Bernardino Vazquez Mazatzi/ Escritor y Periodista
Cuando mis alumnos me preguntan qué libro leer para entender a la política y a los políticos de México, mi respuesta es “El Otoño del Patriarca”, de Gabriel García Márquez pues en él se reúne y resume toda la explicación del despotismo, la corrupción, el abuso del poder y la violencia del Estado contra el pueblo.
En ese libro el escritor colombiano concentra el hacer y deshacer de los gobiernos déspotas de América Latina y como sin querer, fotografía el sistema de gobierno de México que aunque se niegue, se asemeja al de cualquier país que usted mencione.
El hombre del poder pierde el sentido de la realidad y se considera y actúa como un reyezuelo, como un ser elegido por los dioses, como una especie superior. Se desprende de sus orígenes, olvida su pasado y sus juramentos de humildad y honradez, omite la obediencia a las leyes y pasa por encima de otros niveles de gobierno hasta llegar a deshacerse de quien no piense como él y no lo exalte como cree que lo merece.

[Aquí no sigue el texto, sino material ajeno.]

PR #3045, opened 2022-07-14
Dirty PVS chunk when visibility mask changes

ElectroJr:
- Adds an internal `MarkDirty(EntityUid)`  to pvs system
- Makes VisibilityMask a friend of the metadata system, as it should be set via a new function in that system.
- Makes that function dirty the pvs chunk.
  - Requires a server & client version of the meta-data system.
- Minor unrelated changes to PVS's `OnParentChange` (less component fetching/checking).

Required so that an entity that has its visibility mask changed gets added to / or removed from a client's view without needing to wait for entities to move around in the pvs chunk. 

Edit:
So adding PVS system as a dependency to MetadataSystem made unit tests dependency stuff unhappy. I fixed it, but maybe not how I should've done.

### DIFF
--- a/Robust.Server/GameObjects/EntitySystems/VisibilitySystem.cs
+++ b/Robust.Server/GameObjects/EntitySystems/VisibilitySystem.cs
@@ -59,16 +59,8 @@ namespace Robust.Server.GameObjects
 
         public void RefreshVisibility(EntityUid uid, MetaDataComponent? metaDataComponent = null, VisibilityComponent? visibilityComponent = null)
         {
-            if (!Resolve(uid, ref metaDataComponent, false))
-            {
-                // This means it's deleting or some shit; I'd love to make it a GetComponent<T> in future.
-                return;
-            }
-
-            var visMask = 1;
-            GetVisibilityMask(uid, ref visMask, visibilityComponent);
-
-            _metaSys.SetVisibilityMask(uid, visMask, metaDataComponent);
+            if (Resolve(uid, ref metaDataComponent, false))
+                _metaSys.SetVisibilityMask(uid, GetVisibilityMask(uid, visibilityComponent), metaDataComponent);
         }
 
         public void RefreshVisibility(VisibilityComponent visibilityComponent)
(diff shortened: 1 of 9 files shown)


Robust.Server/GameStates/PVSSystem.Dirty.cs
```diff
@@ -44,7 +44,8 @@ private void ShutdownDirty()
 
         private void OnEntityAdd(EntityUid e)
         {
-            DebugTools.Assert(_currentIndex == _gameTiming.CurTick.Value % DirtyBufferSize);
+            DebugTools.Assert(_currentIndex == _gameTiming.CurTick.Value % DirtyBufferSize ||
+                _gameTiming.GetType().Name == "IGameTimingProxy");// Look I have NFI how best to excuse this assert if the game timing isn't real (a Mock<IGameTiming>).
```
ElectroJr, line 48: I have NFI how to properly disable this assert during unit tests, without just removing it or doing this.

metalgearsloth (approved):
@PaulRitter

Robust.Server/GameStates/PVSSystem.Dirty.cs
metalgearsloth: Can probably remove the assert; ideally it'd just be a test instead. I think this only matters for pvs off but that's been stable for a while now?

Robust.Server/GameObjects/EntitySystems/VisibilitySystem.cs
```diff
@@ -63,12 +66,14 @@ public void RefreshVisibility(EntityUid uid, MetaDataComponent? metaDataComponen
...
+            _metaSys.SetVisibilityMask(uid, visMask, metaDataComponent);
         }
 
         public void RefreshVisibility(VisibilityComponent visibilityComponent)
         {
-            RefreshVisibility(visibilityComponent.Owner);
+            RefreshVisibility(visibilityComponent.Owner, null, visibilityComponent);
         }
 
         private int GetVisibilityMask(EntityUid uid, ref int visMask, VisibilityComponent? visibilityComponent = null, TransformComponent? xform = null)
```
PaulRitter: why is this using ref to return the vismask as well as returning it? just return it tbqh

Robust.Server/GameStates/PVSSystem.Dirty.cs
PaulRitter: i'd rather it stay, at least until we have a test for it. this solution sgtm for the shortterm

PaulRitter (approved):

Robust.Server/GameObjects/EntitySystems/VisibilitySystem.cs
ElectroJr: I've changed it to just return it. But I also noticed that the way the logic works is that everything will always have a vismask with 1 set (i.e., `visMask & 1 = 1`), there is no way to avoid having 1.

I updated the logic so that it doesn't do that, but does give an entity a mask of 1 if it has no vis mask component.
I think this won't change anything?

metalgearsloth: It's set to 1 for opendream from memory.

ElectroJr: ok, ill undo that change so that everything always has the first bit/flag set.
also I realize I never pushed the changes described in that comment, but they're there now.

PR #3048, opened 2022-07-14
Don't defer moveevents anymore

metalgearsloth:


Robust.Shared/GameObjects/Systems/SharedTransformSystem.Component.cs
```diff
@@ -436,6 +434,12 @@ internal void OnHandleState(EntityUid uid, TransformComponent component, ref Com
                 component.RebuildMatrices();
             }
 
+            if (oldPos != default)
+            {
+                var ev = new MoveEvent(uid, oldPos, component.Coordinates, component, _gameTiming.ApplyingState);
```
ElectroJr: If they're not being deferred anymore, you can just remove the `ApplyingState` argument and have the one subscription that uses it check it directly.

metalgearsloth:
yeet

PR #3051, opened 2022-07-17
Fix linear velocity cap rounding

metalgearsloth:
Here we use it as a hard cap.


ElectroJr:
Why is `PhysicsIsland._maxLinearVelocity` and `IslandCfg.MaxLinearVelocity` even called linear velocity, when its really a max displacement computed from the max velocity? I guess the same also applies to max angular velocity, where the variables should be something like "max angle change squared"?

metalgearsloth:
It's what box2d calls it though in our case it updates whenever tickrate updates.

A nivel estatal tenemos ejemplos claros de despotismo, de abuso de poder, de la toma de decisiones y acciones absurdas, estúpidas, degradantes y violatorias a ley y a los derechos humanos. La anterior legislatura hizo copia fiel de su antecesora y juntas reunieron una exposición de actos discriminatorios y agresoras de los derechos más elementales de los tlaxcaltecas como nunca se ha visto y cuyo resultado es una vergüenza para el sentido común y para la inteligencia humana.
Sobrados de soberbia y arrogancia, ricos en ignorancia y prepotencia, los diputados de aquella legislatura estatal borraron de un plumazo, a indicación de otro poder del que se supone serían contrapeso, la capacidad de las más de 400 poblaciones o comunidades de Tlaxcala de autogobernarse y traicionando al electorado les arrebataron a los presidentes auxiliares el voto en el cabildo. Ninguno de esos legisladores fue antes presidente de comunidad para entender cómo se gobierna en carne viva y de frente a la gente sin esconderse en curul alguna ni poder echar mano de los granaderos para hacerse responsables.
Esa aberración les salió muy caro a dirigentes, gobernantes y diputados emanados del Partido Revolucionario Institucional a grado tal que esa acción legislativa generó rencor entre la sociedad que se cobró en las urnas la afrenta y dejó en el ridículo al PRI en esta representación social en el edificio de Allende.
Pero las atrocidades del poder no terminan ahí. Los integrantes del pasado Congreso del Estado de Tlaxcala superaron en aberraciones y para ello mandaron a construir barreras que los separaran del pueblo, no vaya siendo que los confundan con los pobres y mugrosos pedinches. Construyeron bardas para dejar en claro que quienes ahí cobran, y mucho, son seres elegidos por los dioses y dueños de la riqueza y el destino de los tlaxcaltecas incapaces de parar tanta estupidez.
Si bien se dice que Puebla es el estado en donde más se discrimina, quienes dicen eso habrían de venir a Tlaxcala para observar el grado de segregación que son capaces de imponer individuos cegados por la prepotencia y la ignorancia contratados por la sociedad para servir, para ser útiles, para ayudar y hacer viable la vida de los demás que son quienes les pagan un salario de envidia.
Da vergüenza saber que algunos ciudadanos de otros estados que nos han visitados hayan sufrido desprecio y malos tratos de los diputados locales, específicamente de las dos anteriores legislaturas, pues no se puede negar y lo digo por experiencia propia, que en Tlaxcala se discrimina y se violan los derechos más elementales. Las pifias de las autoridades estatales, desde el gobernador hasta los procuradores de justicia y las policías municipales son monumentales y por lo tanto, son una vergüenza.
Dicen los actuales diputados que van a retirar las paredes de la ignominia, los muros de la vergüenza, los monumentos a la estupidez. Y les creemos, de verdad, porque necesitamos compartir la ofensa, porque queremos que como nosotros, ustedes se sientan agraviados. Porque no es justa tanta vergüenza.
Para medir el tamaño de la atrocidad, hay que leer, y hay que leer El Otoño del Patriarca, de Gabriel García Márquez.